THREE DAYS OF THE CONDOR

But there is a deeper part of human nature which covers the planet in a sickly, light-sweet-crude blanket of denial. It is best exemplified from the closing lines of Sidney Pollack's 1975 Three Days of the Condor, perhaps the best spy movie ever made. As FTW has shown in recent stories – using declassified CIA documents – the CIA was well aware of Peak Oil in the mid 1970s. Three Days of the Condor took that awful truth and said then, what few in the post-9/11 world have had the courage to say. I can guarantee you that it is the overriding rationale in Dick Cheney's mind, in the mind of every senior member of the Bush administration, and in the mind of whomever it is that will be chosen as the 2004 Democratic Party nominee. Getting rid of Bush will not address the underlying causative factors of energy and money and any solution that does not address those issues will prove futile.

Turner (Robert Redford): "Do we have plans to invade the Middle East ?"

Higgins (Cliff Robertson): " Are you crazy?"

Turner: " Am I?"

Higgins: "Look, Turner…"

Turner: "Do we have plans?"

Higgins: "No. Absolutely not. We have games. That's all. We play games. What if? How many men? What would it take? Is there a cheaper way to destabilize a régime? That's what we're paid to do."

Turner: "Go on. So Atwood just took the game too seriously. He was really going to do it, wasn't he?”

Higgins: "It was a renegade operation. Atwood knew 54-12 would never authorize it. There was no way, not with the heat on the Company.”

Turner: "What if there hadn't been any heat? Supposing I hadn't stumbled on a plan? Say nobody had?"

Higgins: "Different ball game. The fact is there was nothing wrong with the plan. Oh, the plan was alright. The plan would have worked."

Turner: "Boy, what is it with you people? You think not getting caught in a lie is the same thing as telling the truth?"
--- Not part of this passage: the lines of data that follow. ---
PR #384, opened 2026-08-18
Cache static subtrees in the jsx template tag

### LINKED ISSUE #383: JSX template tag copy optimization
It would be nice if we added automatic `copy` props to any element or subtree which is static for the JSX template tag. I think we already have all the information we need during the parse, and the `copy="x y z"` syntax is available. Would be nice to see if there’s actually any perf improvements. Although, it might change the semantics of what a render is.

brainkim:
Fixes #383.

## What this does

During `parse()`, a `markStatic` walk marks every element whose subtree contains no expression targets. `build()` then constructs each static subtree once and returns the same element instance on every subsequent call of the template. Since crank already skips re-rendering when `ret.el === child` (the documented element-reuse behavior, see `test/reuse.tsx`), static subtrees are skipped by identity on re-renders — the whole diff, patch, and arrange for those parts just doesn’t run. No `copy` props are involved.

The analysis runs once per template (it’s cached with the `ParseResult`); the per-call cost is a couple of property checks in `build`.

## Why identity instead of auto `copy` props

The issue suggests emitting `copy="x y z"` for static props. That turns out to be unsound: `copy` copies the named props from `oldProps`, but unkeyed reconciliation matches retainers by tag, so the retainer at a position can come from a *different* template with different values for those props:

```js
cond ? jsx`<div class="a"/>` : jsx`<div class="b"/>`
```

If the second template carried an auto `copy="class"`, toggling `cond` would keep `class="a"`. Identity caching doesn’t have this problem — a different template’s element fails the `ret.el === child` check and diffs normally (there’s a test for exactly this).

## Perf

Chromium, 20,000 re-renders of a header/nav/footer-style template with one dynamic text expression (~20 elements):

|  | µs/render |
|---|---|
| main | ~19.2 |
| this PR | ~5.1 |

An all-dynamic template (every element has a dynamic prop or child) measures identically before and after (~6.1µs), so there’s no overhead when nothing is static.

## Semantics

This does change what a render is for templates, as the issue anticipated: static parts of a template are no longer re-patched on every render, so out-of-band DOM mutations to them are no longer overwritten by a re-render. This is the same behavior users already get when they hoist an element out of a component by hand; the template tag now effectively does that hoisting for them. There’s a test encoding this so the change is explicit. The changelog entry notes it under the Unreleased section.

One nice edge: comment expressions (`<!-- ${x} -->`) don’t defeat caching, since comments never reach the element tree.

### DIFF
--- a/src/jsx-tag.ts
+++ b/src/jsx-tag.ts
@@ -61,12 +61,13 @@ export interface ParseElement {
 	// ParseValue is used to represent spread props.
 	props: Array<ParseProp | ParseValue>;
 	children: Array<ParseElement | ParseValue>;
-	// Set in parse() when the subtree contains no expressions. build() returns
-	// the same element instance for static subtrees, which lets renderers skip
-	// them by identity on re-renders.
-	static?: boolean;
-	built?: Element;
 }
+
+// Subtrees which contain no expressions, as marked by parse(). build() creates
+// each static subtree once and returns the same element instance on every
+// call, which lets renderers skip them by identity on re-renders.
+const staticElements = new WeakSet<ParseElement>();
+const builtElements = new WeakMap<ParseElement, Element>();
 
 export interface ParseValue {
 	type: "value";
@@ -649,13 +650,17 @@ function markStatic(el: ParseElement, targets: Set<object>): boolean {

Higgins: "No. It's simple economics. Today it's oil, right? In 10 or 15 years - food, Plutonium. And maybe even sooner. Now what do you think the people are gonna want us to do then?

Turner : " Ask them."

Higgins: "Not now - then. Ask them when they're running out. Ask them when there's no heat in their homes and they're cold. Ask them when their engines stop. Ask them when people who've never known hunger start going hungry. Do you want to know something? They won't want us to ask them. They'll just want us to get it for them."

What do you want?

FTW: In Your Face

Timothy said...

Some movements fail and some have succeded. It's historical.

Andrea Muhrrteyn said...

http://youtu.be/tQlbLjc51G4

Andrea Muhrrteyn said...

I would not disagree that some movements fail and some succeed.

I imagine the Pied Pipers leading these protestors are going to succeed by leading them into the Danube river, where 'waterboarding will be for sissies'. But if that is what they want. Good luck.